# Need suggestions for filling a large knot hole...



## highclimber20 (Nov 11, 2011)

I am making a bar out of a large Cherry slab (approx. 6' x 16") and on one end is a large knot hole that really adds character. I would like to fill the hole with a clear, sand-able filler (epoxy?) to retain its appeal. Any suggestions?

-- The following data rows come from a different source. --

Issue #1794, opened 2018-04-24
Create features page for federalist.18f.gov


annahsebok:
#### User Story

As someone interested in Federalist, I'm curious what Federalist provides.

#### Background

We heard from users that they tend to assume Federalist is a CMS. They were also confused about the steps they must take in order to use Federalist. We believe that by creating a separate product page (linked to from the homepage navigation), we will be able to streamline the homepage, clarify what Federalist is and (from a high level) how to use it, and create a dedicated space to outline features and services without overwhelming the homepage.

This will involve moving some of the content on the homepage to this page.

#### Acceptance Criteria

- [x] We have created content for a product page that outlines what Federalist is, how to use it (at a high level), and what cool features it includes.
- [x] We have created a product page that is linked from both navigation bars on the homepage that reflects [Features - Desktop copy 2](https://gsa.invisionapp.com/share/YZKCIN2SKEP#/screens/302673508).

_After evaluating, edit this part:_

#### Implementation outline (if higher than "low" effort):

- [x] Clarify primary audience
- [x] Outline priorities for page
- [x] Develop content
- [x] Discuss potential visuals with viz designer
- [x] Build page
- [x] Publish content to page
- [x] Remove content from homepage that is duplicative of features page, eliminating content that less technical users consider to be "hard"
- [x] Change `Documentation` navigation title
- [x] Change `Get started` navigation title
- [x] Add useful links back into homepage page copy, linking to docs site and other valuable artifacts/sites/documentation. 
- [x] Corey or Will to review homepage changes
- [x] Will to ask Aaron about the bottom of the features page
- [x] Corey to do one more features page pass.
- [x] Will to ask Jen about bottom of page.
- [x] Will to make a fixing edit for bottom of page.

annahsebok:
I'm _almost_ finished with the content here and will be wrapping this up tomorrow. Big thanks to @amirbey for trying to help me troubleshoot through getting federalist running locally. He's going to help me get a copy of the case studies page created so that I can then drop this new content in. Also planning on filing an issue with the design lab to help with the overall design of the page while I'm away. Another update coming tomorrow!

annahsebok:
This is in a great place for a review from @wslack, and I've flagged a few specific sections where I'd like his input.

I've also filed [this design lab issue](https://github.com/18F/design-lab/issues/11) to jumpstart work on corresponding visuals for the content. Will followup on this when I'm back in the office.

annahsebok:
[...]

Issue #1869, opened 2018-06-18
Update terms in top and bottom navigational toolbars for federalist.18f.gov and federalist-docs


annahsebok:
#### User Story

As a visitor to federalist.18f.gov, I want to be able to easily find features and pricing, example sites, contact information, and support documentation so that I can make decisions about whether or not to buy Federalist.

#### Background

During our IA work in #1723, we found that majority of users sorted Federalist content into one of four areas - `features & pricing`,`support`, and `contact` - along with something representing `example sites` (if we can think of something better). As a part of [our IA reorganization](https://app.mural.co/t/gsa6/m/gsa6/1522093516875/88001f9a465e1c1a57860657f3cbf6cb4708a7a4) based on a card sort with users, we should rename existing menu options on the top and bottom navigational toolbars to reflect the nomenclature above. 

_Note: We used to refer to the `case studies` page as `example sites`. The change to `case studies` was somewhat recent, but no users identified this content using the phrase `case studies`. `Example sites` was by far the most common title users used to identify the content to be included on this page._

#### Acceptance Criteria

- [ ] The top and bottom navigational toolbars have been updated.
- [ ] The top and bottom navigational toolbars match (excluding the log in button which should only be on the top bar) match with the federalist-docs toolbar.

_After evaluating, edit this part:_

wslack:
This now includes the discussion in https://github.com/18F/federalist/issues/1668

annahsebok:
To be clear, when I mentioned in standup that this needs to happen in tandem with homepage updates, I was referring to https://github.com/18F/federalist/pull/1870, not #1820.

amirbey:
features and pricing - where is the pricing information?

Are we getting rid of Federalist Interest Signup form?

wslack:
We haven't added pricing to the features page yet.

wslack:
We haven't added the pricing issue yet.

The interest form should stay in the menu.

File an issue should disappear. It's never used and the source code is linked in the footer.

PR #1870, opened 2018-06-18
Homepage updates

annahsebok:
Per #1794, I've removed content that less technical users have identified as "hard" (which will be covered on our features page) and made a few plain language edits. I've also updated the `contact` bar information given recent changes to our contact page and approach.

### DIFF
--- a/views/home.njk
+++ b/views/home.njk
@@ -7,7 +7,7 @@
       <div class="usa-grid federalist-hero">
         <div class="usa-width-two-thirds hero-heading">
           <h1>
-            Rapidly launch a compliant website for your federal agency or office
+            Rapidly launch a compliant website for your federal agency
           </h1>
         </div>
         <div class="usa-width-one-third usa-hero-callout">
@@ -35,7 +35,7 @@
           </div>
           <div class="usa-width-three-fourths feature-text">
             <h3>Easy, powerful and fast</h3>
-            <p>You don&#8217;t have to be a programmer to get started or spend months working on compliance. We’ve taken care of it using popular and easy-to-use open source tools so you can get right to work.</p>
+            <p>We’ve taken care of it using popular and easy-to-use open source tools so you can get right to work. You don't have to be a programmer to get started or spend months working on compliance. </p>
           </div>
         </div>
 
@@ -47,7 +47,7 @@
           </div>
           <div class="usa-width-three-fourths feature-text">
             <h3>Fully customizable</h3>
-            <p>Bringing your own design team? Use Jekyll, Hugo, or your own tools to deploy custom sites that leverage Federalist’s scalable hosting architecture.</p>
+            <p>Bringing your own design team? They can deploy custom sites that leverage Federalist’s scalable architecture.</p>
           </div>
         </div>
 
@@ -59,7 +59,7 @@
           </div>
           <div class="usa-width-three-fourths feature-text">
             <h3>Secure and scalable</h3>
-            <p>Built on the FedRAMP-certified Amazon Web Services (AWS) GovCloud infrastructure and services from cloud.gov, our websites offer the highest level of security and scalability.</p>
+            <p>Built on an approved and certified infrastructure with services from [cloud.gov](https://cloud.gov/), our websites offer the highest level of security and scalability.</p>
           </div>
         </div>
       </section>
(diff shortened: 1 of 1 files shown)


views/home.njk
```diff
@@ -7,7 +7,7 @@
       <div class="usa-grid federalist-hero">
         <div class="usa-width-two-thirds hero-heading">
           <h1>
-            Rapidly launch a compliant website for your federal agency or office
+            Rapidly launch a compliant website for your federal agency
```
wslack: I think "agency" alone confuses users because it makes them think they have to be representing the entire agency when they call us.

views/home.njk
```diff
@@ -59,7 +59,7 @@
           </div>
           <div class="usa-width-three-fourths feature-text">
             <h3>Secure and scalable</h3>
-            <p>Built on the FedRAMP-certified Amazon Web Services (AWS) GovCloud infrastructure and services from cloud.gov, our websites offer the highest level of security and scalability.</p>
+            <p>Built on an approved and certified infrastructure with services from [cloud.gov](https://cloud.gov/), our websites offer the highest level of security and scalability.</p>
```
wslack: Maybe say "your websites will have the highest level of...."

views/home.njk
```diff
@@ -117,7 +117,7 @@
         <div class="usa-width-two-thirds description">
           <h2>Launch your site in minutes.</h2>
           <p class="copy">
-            Is your code already on GitHub? Federalist can securely deploy a static website from your repository in minutes. Federalist also deploys site previews from GitHub branches, allowing your team to easily prototype site updates.
+            Federalist uses [GitHub](https://github.com/) as our software development platform. If your code is already on GitHub, Federalist can securely deploy a static website from your repository in minutes.
```
wslack: Should we say GitHub or just that Federalist loads site code from a public code hosting service - and then link to Github?

wslack:
Happy with these edits but should wait until we have a features page. We'll also want to link to the features page a few places in the homepage.

wslack:
Hotfix is in but we have one more to deploy tomorrow.

views/home.njk
annahsebok: @wslack have we heard that feedback from users directly? 

I don't mind using a term other than `agency`, but I think this generally could use some simplification given that it's the call to action and the first thing people see. Additionally, as users dig deeper into the site, they learn more and more about what is offered to them. I suggest we pick just one noun here - `agency`, `office`, `team`, or something else.

wslack: I have heard the confusion about "can I get Federalist for just my office" directly, but not about that specific verbiage.

What about "program?"

annahsebok: I like program! Let's try that and test it.

views/home.njk
annahsebok: Yup! Nice catch. Will edit.

annahsebok:
@wslack definitely agree that this shouldn't go live until the features page is ready. I'm not sure an embedded a link to the features page within this page makes sense though — was there a particular place you were thinking it would be linked? My general take is that people will most likely navigate directly to the features page via the nav bars (which should also be updated before these edits goes live via issue #1869). 

FYI: I've added both the features page and nav update issues as blockers for this PR.

wslack:
I was thinking about linking to it in the prose midpage (where someone might be looking for technical details if scrolling)

annahsebok:
@wslack Interesting. I'd suggest we merge this PR first as is and then review the page again to determine where it might fit best. Links throughout the page can start to become overwhelming, so I want to be sure we're intentionally thoughtful about making that addition.

views/home.njk
```diff
@@ -117,7 +117,7 @@
         <div class="usa-width-two-thirds description">
           <h2>Launch your site in minutes.</h2>
           <p class="copy">
-            Is your code already on GitHub? Federalist can securely deploy a static website from your repository in minutes. Federalist also deploys site previews from GitHub branches, allowing your team to easily prototype site updates.
+            Federalist uses a [public code hosting service](https://github.com/) to load and store code for your site. If your code is already on GitHub, Federalist can securely deploy a static website from your repository in minutes.
```
jmhooper: We don't reference GitHub by name in the first sentence, but do in the second. Does that make sense?

wslack:
@adborden your features page PR included this branch, correct?

adborden:
@wslack right, this can be closed. GH usually detects this, but since I rebased the other branch the commit hashes are different so GH doesn't realize they are the same changes.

The hole is about 3" diameter with parts of the decayed branch still intact.


----------



## efrisbee (Nov 11, 2011)

*Old trick from rifle stock repair*

I have drilled out knots, holes, etc. then expoxy'd in a dowel, sanded, and finished


----------



## GeorgeC (Jul 30, 2008)

efrisbee said:


> I have drilled out knots, holes, etc. then expoxy'd in a dowel, sanded, and finished


He wants to keep the knot hole.


g


----------



## GeorgeC (Jul 30, 2008)

You said epoxy. Is there any reason you do not want to use epoxy? It would be fine.

George


----------



## Big Dave (Sep 16, 2006)

Not sure what your going to use for a top coat but I use a bartop epoxy which you can also use to fill large holes. Only trick is that you need to fill it a little at a time so you can get rid of the air bubbles and keep it clear. You can then flood the whole top with the epoxy which gives a deep high gloss shine and protects great.


----------



## Gene Howe (Feb 28, 2009)

Epoxy would be my first choice. If the slab is fairly thick, You might want to create a template and rout a hole from the underside, say about 1/2 way through, then plug it. That will leave you less depth to fill. 
Pour it in multiple pours. on the last pour of 1/4" depth, you could add some crushed stone and blackened epoxy.


----------



## Big Dave (Sep 16, 2006)

Casting resin will also work and is easier to work with and cheaper.


----------



## Dominick (May 2, 2011)

highclimber20 said:


> I am making a bar out of a large Cherry slab (approx. 6' x 16") and on one end is a large knot hole that really adds character. I would like to fill the hole with a clear, sand-able filler (epoxy?) to retain its appeal. Any suggestions? The hole is about 3" diameter with parts of the decayed branch still intact.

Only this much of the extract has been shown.